Below are entries; copy exactly the lines from the one with "This migration plan" through the one with "In terms of", both included, and leave out the rest.

[Collected data]
# # #
PR #89, opened 2020-07-14
SJRK-374: solved issue of empty video element being focusable in Firefox

BlueSlug:


themes/base/css/storyTelling.css
```diff
@@ -381,11 +381,16 @@ img.sjrk-st-block-media-preview:not([src]) {
...
-video.sjrk-st-block-media-preview[src=""],
-video.sjrk-st-block-media-preview:not([src]) {
+video.sjrk-st-block-media-preview[src=""] + .sjrk-st-block-video-preview-placeholder,
+video.sjrk-st-block-media-preview:not([src]) + .sjrk-st-block-video-preview-placeholder {
     background: url(../img/icons/Video-background.svg) center center no-repeat;
 }
 
+video:not([controls]) {
+  display: none;
+  height: 0;
```
jobara: Is `height` required here? `display: none;` should remove the element visually, layout spacing, and from the a11y tree.

BlueSlug: This is a good point. I'd left it in there as this is what Normalize does with `audio` elements, but since this rule isn't even present in Normalize after 7.x, I've removed the `height` specification and added an `audio:not([controls])` selector to this rule, to ensure it continues to work as expected if and when we update Normalize

PR #92, opened 2020-07-29
SJRK-122: Run tests with testem and add to CI

jobara:
https://issues.fluidproject.org/browse/SJRK-122


jobara:

tests/ui/testem.js
```diff
@@ -0,0 +1,42 @@
...
+        ]
+    },
+    sourceDirs: {
+        src: "src"
+    },
+    contentDirs: {
+        tests: "tests"
+    },
+    testemOptions: {
+        launch: "Headless Chrome,Headless Firefox",
```
cindyli, line 35: Browser tests run in Chrome and Firefox but not Safari and IE. Combining with the removal of `http://localhost:8081/tests/all-tests.html` request handler, is there a suggested way to run automated browser tests in non-chrome-and-firefox browsers?

jobara: @cindyli testem doesn't have a runner for MS Edge (but it's basically Chrome now anyways), I don't believe we support IE, and there is an [issue](https://github.com/testem/testem/issues/1387) with the latest versions of Safari working with testem. 

Currently the way to run automated tests outside of testem is that you have to provide your own web server to serve the project and then navigate to tests/ui/all-tests.html. This is mentioned in the [README.md](https://github.com/jobara/sjrk-story-telling/blob/SJRK-122/README.md#browser-tests).

cindyli: Running `tests/ui/all-tests.html` with my web server hangs from the first test with the error `jQuery is not defined`.

jobara: @cindyli I was not able to reproduce the issue. You may need to run `npm install` before running the tests. Please let me know if you still have the same issue.

PR #98, opened 2020-11-12
SJRK-425: allow stories without the published flag to be accessed/listed

BlueSlug:
At some point, we should add the `published` flag to the records that don't have it and then revert this work.

### DIFF
--- a/package.json
+++ b/package.json
@@ -1,6 +1,6 @@
 {
     "name": "sjrk-story-telling",
-    "version": "0.4.0",
+    "version": "0.4.1",
     "description": "The Storytelling Project with Kettle-based server and CouchDB interface",
     "main": "index.js",
     "scripts": {
--- a/package.json
+++ b/package.json
@@ -1,6 +1,6 @@
 {
     "name": "sjrk-story-telling",
-    "version": "0.4.1",
+    "version": "0.4.0",
     "description": "The Storytelling Project with Kettle-based server and CouchDB interface",
     "main": "index.js",
     "scripts": {
--- a/src/server/requestHandlers.js
+++ b/src/server/requestHandlers.js
@@ -117,7 +117,8 @@ sjrk.storyTelling.server.handleGetStory = function (request, dataSource) {
     var noAccessErrorMessage = "An error occurred while retrieving the requested story";
 
     promise.then(function (response) {
-        if (response.published) {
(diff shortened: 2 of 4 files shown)


package.json
```diff
@@ -1,6 +1,6 @@
 {
     "name": "sjrk-story-telling",
-    "version": "0.4.0",
+    "version": "0.4.1",
```
jobara: We didn't actually tag this one yet, so we don't actually need to do the version bump, but I'm not sure what the practice was before.

BlueSlug: There wasn't a practice before, in fact haha, but I bumped it to keep with semver. Should I drop it back down to 0.4.0?

src/server/requestHandlers.js
```diff
@@ -117,7 +117,8 @@ sjrk.storyTelling.server.handleGetStory = function (request, dataSource) {
     var noAccessErrorMessage = "An error occurred while retrieving the requested story";
 
     promise.then(function (response) {
-        if (response.published) {
+        // only returns published stories or stories that predate the "published" flag
+        if (typeof response.published === "undefined" || response.published) {
```
jobara, line 125: I do worry a bit about defaulting to published. If there are any issues with storing the story, it may get published by accident.

BlueSlug: I agree completely!

This solution was meant to get the stories back in action long enough to give us time to add that value to all the older stories, then revert back to the full restriction.

package.json
BlueSlug: I suppose since we're pre-1.0.0 it doesn't affect things much, either way

src/server/requestHandlers.js
cindyli: I agree the proper solution is to migrate old records in the database with the new field of `"published": true` to avoid adding this kind of special handling which opens a potential hole in the code logic.

However, in case this temporary solution is required for the pressing release, it would be nice to add a TODO comment with the JIRA number to explain the plan. You may also wanna keep SJRK-425 open until the proper solution is implemented.

package.json
BlueSlug: I've set it back to 0.4.0 :)

BlueSlug:
I have filed SJRK-426 to add tests for the database setup functions: https://issues.fluidproject.org/browse/SJRK-426

PR #99, opened 2020-11-13
SJRK-425: restore published story restriction, adjust tests and add migration scripts

BlueSlug:
This PR restores the previous server/db behaviour of restricting public access to published stories only, and it adds `fluid-couch-config` scripts to "migrate" the data of the production sites from `0.3.0` to `0.4.0`.

Broadly, each script contains the entire data set of its respective site, except it's been massaged to be compliant with the server-side autosave functionality introduced in SJRK-289.

To run the scripts, you must connect to each site's web host container and be situated in the project root directory. From there, run the following commands (one for each site):
| Site name | Command |
| ------------- |-------------|
| [AIHEC](https://aihec.inclusivedesign.ca/storyBrowse.html) | `node .\src\server\db\migrations\2020-11-13_0.3.0_to_0.4.0\aihec_stories_0.3.0_to_0.4.0_migration.js` |
| [Inclusive Cities](https://stories.cities.inclusivedesign.ca/storyBrowse.html) | `node .\src\server\db\migrations\2020-11-13_0.3.0_to_0.4.0\cities_stories_0.3.0_to_0.4.0_migration.js` |
| [FLOE Project](https://stories.floeproject.org/storyBrowse.html) | `node .\src\server\db\migrations\2020-11-13_0.3.0_to_0.4.0\floe_stories_0.3.0_to_0.4.0_migration.js` |
| [Karisma](https://karisma-stories.floeproject.org/storyBrowse.html) | `node .\src\server\db\migrations\2020-11-13_0.3.0_to_0.4.0\karisma_stories_0.3.0_to_0.4.0_migration.js` |
| [SJRK](https://stories.sojustrepairit.org/storyBrowse.html) | `node .\src\server\db\migrations\2020-11-13_0.3.0_to_0.4.0\sojustrepairit_stories_0.3.0_to_0.4.0_migration.js` |

### DIFF
--- a/src/server/db/migrations/2020-11-13_0.3.0_to_0.4.0/aihec_stories_0.3.0_to_0.4.0_documents.js
+++ b/src/server/db/migrations/2020-11-13_0.3.0_to_0.4.0/aihec_stories_0.3.0_to_0.4.0_documents.js
@@ -1,0 +1,305 @@
+/*
+For copyright information, see the AUTHORS.md file in the docs directory of this distribution and at
+https://github.com/fluid-project/sjrk-story-telling/blob/main/docs/AUTHORS.md
+
+Licensed under the New BSD license. You may not use this file except in compliance with this licence.
+You may obtain a copy of the BSD License at
+https://raw.githubusercontent.com/fluid-project/sjrk-story-telling/main/LICENSE.txt
+*/
+
+// These eslint directives prevent the linter from complaining about the use of
+// globals or arguments that will be prevent in CouchDB design doc functions
+// such as views or validate_doc_update
+
+"use strict";
+
+require("infusion");
+require("kettle");
+
+require("fluid-couch-config");
+
+// sets up the Storytelling Tool database migration using fluid-couch-config
+fluid.defaults("sjrk.storyTelling.server.storiesDb", {
+    gradeNames: ["fluid.couchConfig.pipeline.retrying"],
+    couchOptions: {
+        dbName: "stories"
+    },
+    listeners: {
+        "onSuccess.logSuccess": "fluid.log(SUCCESS)",
+        "onError.logError": "fluid.log({arguments}.0.message)"
+    },
+    dbDocuments: {
+        "8ddcf990-8e18-11ea-820b-c9772cf8ea15":
+        {
+            "type": "story",
+            "value":
+            {
+                "id": "8ddcf990-8e18-11ea-820b-c9772cf8ea15",
+                "published": true,
+                "timestampCreated": "2020-11-13T00:00:00.000Z",
+                "timestampPublished": "2020-11-13T00:00:00.000Z",
+                "title":"Taking Care of Others",
+                "content":
+                [
+                    {
+                        "id":null,
+                        "language":null,
+                        "heading":null,
+                        "blockType":"text",
+                        "text":"When the people were still getting around in wagons, there was a family who needed food before a snowstorm. The husband told his wife he would make a trip to the store to get food. The husband told his wife and children to stay home and she agreed. The husband left. "
+                    },
+                    {
+                        "id":null,
+                        "language":null,
+                        "heading":null,
+                        "blockType":"image",
+                        "mediaUrl":"./uploads/8dd29950-8e18-11ea-820b-c9772cf8ea15.jpg",
+                        "description":null,
+                        "fileDetails":
+                        {
+                            "lastModified":1588604206480,
+                            "lastModifiedDate":"2020-05-04T14:56:46.480Z",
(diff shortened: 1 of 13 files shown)


jobara:
We should take this opportunity now to add the version to the documents in the database.

cindyli:
This migration plan is quite different from what I've envisioned. A couple of questions and concerns:

1. Does each `documents.js` file contain all production data that need to be migrated in that db instance? Where did you get the data from? Did you ask @gtirloni to export them from production databases? When and how to generate these `document.js` files is unclear by looking at this PR. Moreover, I understand SJRK data might be less sensitive as they are accessible via public websites. But it might be improper to expose all these data in a public repo. 

2. All `migration.js` files are identical with one line difference of importing a different `documents.js` file. This duplication should be avoided.

The migration script I envisioned was one single node.js script that accepts the couchDB url as an argument. This script fetches all records from the database, loop thru to update "published" and "mediaUrl", then use CouchDB `/_bulk_docs` to POST updated records to the db.

In terms of running this script, from the GPII experience, the bulk update using `/_bulk_docs` with large number of records may cause CouchDB become irresponsible for a while when CouchDB memory was exhausted. The solution was to have the migration script accept an extra argument of number of records to be updated in one bulk update. But, from @gtirloni's check, the max number of records in production databases is 58. Adding the handling of number of records in a batch doesn't seem necessary for upgrading our databases but might be useful for outside users who has forked and are using this project.

Please create a local test environment with a couple of hundred records to test the migration script before handing it to @gtirloni. Thanks.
# # #
RESPONSE AREA
This migration plan is quite different from what I've envisioned. A couple of questions and concerns:

1. Does each `documents.js` file contain all production data that need to be migrated in that db instance? Where did you get the data from? Did you ask @gtirloni to export them from production databases? When and how to generate these `document.js` files is unclear by looking at this PR. Moreover, I understand SJRK data might be less sensitive as they are accessible via public websites. But it might be improper to expose all these data in a public repo. 

2. All `migration.js` files are identical with one line difference of importing a different `documents.js` file. This duplication should be avoided.

The migration script I envisioned was one single node.js script that accepts the couchDB url as an argument. This script fetches all records from the database, loop thru to update "published" and "mediaUrl", then use CouchDB `/_bulk_docs` to POST updated records to the db.

In terms of running this script, from the GPII experience, the bulk update using `/_bulk_docs` with large number of records may cause CouchDB become irresponsible for a while when CouchDB memory was exhausted. The solution was to have the migration script accept an extra argument of number of records to be updated in one bulk update. But, from @gtirloni's check, the max number of records in production databases is 58. Adding the handling of number of records in a batch doesn't seem necessary for upgrading our databases but might be useful for outside users who has forked and are using this project.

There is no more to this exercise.